**Directions**
Stop after the line with "If focus changes"; until then, please copy every line of the records word for word from the first.

**** Task input

Issue #273, opened 2017-02-06
focus.one-time unexpected behaviour


RomkeVdMeulen:
**I'm submitting a bug report**

* **Library Version:**
1.2.0

**Please tell us about your environment:**
* **Operating System:**
Linux (Ubuntu)

* **Node Version:**
6.9.4

* **NPM Version:**
3.10.10

* **JSPM**
JSPM 0.16.48

* **Browser:**
Chrome 55

* **Language:**
TypeScript 2.1.4

**Current behavior:**
If I want an element focused on render, but I'm not interested in keeping track of its focus state after that, I might do something like this:

```html
<button focus.one-time="true">My Button</button>
```

In this case, attaching event listeners to the element only results in needless overhead.

**Expected/desired behavior:**
The Focus custom attribute should check if the binding mode is two-way and if not, should not attach event listeners to the element.

RomkeVdMeulen:
While we're on the subject: I would expect the default binding mode of focus to be one-way. I usually bind it to an expression that cannot be assigned to:

```html
  <a href="#" focus.bind="item === defaultItem">${item.name}</a>
```

If focus changes and comes back to this link, I'll get an error:

```
Uncaught Error: Binding expression "item === defaultItem" cannot be assigned to.
```

I can't speak for other developers, but I expect the most common use-case for the focus attribute to set initial focus, not to keep a property updated on whether an item is focused or not.

Alexander-Taran:
attach focus from dialog is what you want..
question is how many developers thought about using focus.one-way

PR #291, opened 2017-07-20
refactor(Focus): Use handleEvent instead of arrow functions

bigopon:
This PR replaces 2 arrow functions: `focusListener` & `blurListener` by `handleEvent`, leveraging event target interface for lower memory consumption.

### DIFF
--- a/src/focus.js
+++ b/src/focus.js
@@ -69,19 +69,9 @@ export class Focus {
   }
 
   handleEvent(e) {
-    switch (e.type) {
-    case 'focus': this.handleFocus(e); break;
-    case 'blur': this.handleBlur(e); break;
-    default: break;
-    }
-  }
-
-  handleFocus(e) {
-    this.value = true;
-  }
-
-  handleBlur(e) {
-    if (DOM.activeElement !== this.element) {
+    if (e.type === 'focus') {
+      this.value = true;
+    } else if (DOM.activeElement !== this.element) {
       this.value = false;
     }
   }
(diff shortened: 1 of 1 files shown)


EisenbergEffect:
Ok, this is awesome. I didn't even know about this API option. @jdanyow Can you think of any reason not to do this? @bigopon What if we also removed the extra methods and just inlined the behavior in the switch statement?

bigopon:
Inlined. But I don't why the whole content got blown away and replaced, despite being the same ... Is that an issue ?

@EisenbergEffect The API also motivated me to propose /aurelia/binding/issues#604, where in each `Listener` binding, we use the instance itself as listener instead of a newly created arrow function. That proposal contains 2 changes, in which 1 is breaking (Allow multiples events attached on the same element, 1 in template declaration, and 1 in element consumption). In my opinion, maybe just pull in the changes for API usage first, and leave the other for future discussion.

EisenbergEffect:
@bigopon It looks like it could be some sort of whitespace issue.

@jdanyow Can you review this and let me know if you see any issues. This looks like a good change and something we might be able to leverage in other places as well.

bigopon:
@EisenbergEffect @jdanyow  I've also put in observer locator to address #273

jdanyow:
The API is new- it's from https://github.com/aurelia/binding/pull/620

Add `?w=1` to ignore whitespace differences on github. For example, here's this PR: https://github.com/aurelia/templating-resources/pull/291/files?w=1

bigopon:
I've reverted all the changes. Couldn't think of binding order when attempted to fix that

********

**Answer space**
Issue #273, opened 2017-02-06
focus.one-time unexpected behaviour


RomkeVdMeulen:
**I'm submitting a bug report**

* **Library Version:**
1.2.0

**Please tell us about your environment:**
* **Operating System:**
Linux (Ubuntu)

* **Node Version:**
6.9.4

* **NPM Version:**
3.10.10

* **JSPM**
JSPM 0.16.48

* **Browser:**
Chrome 55

* **Language:**
TypeScript 2.1.4

**Current behavior:**
If I want an element focused on render, but I'm not interested in keeping track of its focus state after that, I might do something like this:

```html
<button focus.one-time="true">My Button</button>
```

In this case, attaching event listeners to the element only results in needless overhead.

**Expected/desired behavior:**
The Focus custom attribute should check if the binding mode is two-way and if not, should not attach event listeners to the element.

RomkeVdMeulen:
While we're on the subject: I would expect the default binding mode of focus to be one-way. I usually bind it to an expression that cannot be assigned to:

```html
  <a href="#" focus.bind="item === defaultItem">${item.name}</a>
```

If focus changes and comes back to this link, I'll get an error:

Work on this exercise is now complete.